What is required> Find and copy the lines in the records beneath this task that contain the word "openjdk".

---------- Task inputs ----------

PR #1456, opened 2023-06-14
Java20

soloturn:
java-20 deprecates new URL(), use new URI()
    
cite from the ticket towards openjdk:

The URL class does not itself encode or decode any URL components
according to the escaping mechanism defined in RFC2396. It is the
responsibility of the caller to encode any fields, ...
    
In Java SE 1.4 a new class, java.net.URI, has been added to mitigate
some of the shortcoming of java.net.URL. Conversion methods to create
an URL from an URI were also added.
    
references:
* https://inside.java/2023/02/15/quality-heads-up/
* https://bugs.openjdk.org/browse/JDK-8294241

### DIFF
--- a/.gitignore
+++ b/.gitignore
@@ -7,6 +7,9 @@
 *.iml
 out
 
+#vscode files
+/bin
+
 # Ant result file
 plantuml.jar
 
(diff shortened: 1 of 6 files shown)


soloturn:
@arnaudroques oculd you have a look please? rebased now to current master.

----------

Problem solution>
cite from the ticket towards openjdk:
* https://bugs.openjdk.org/browse/JDK-8294241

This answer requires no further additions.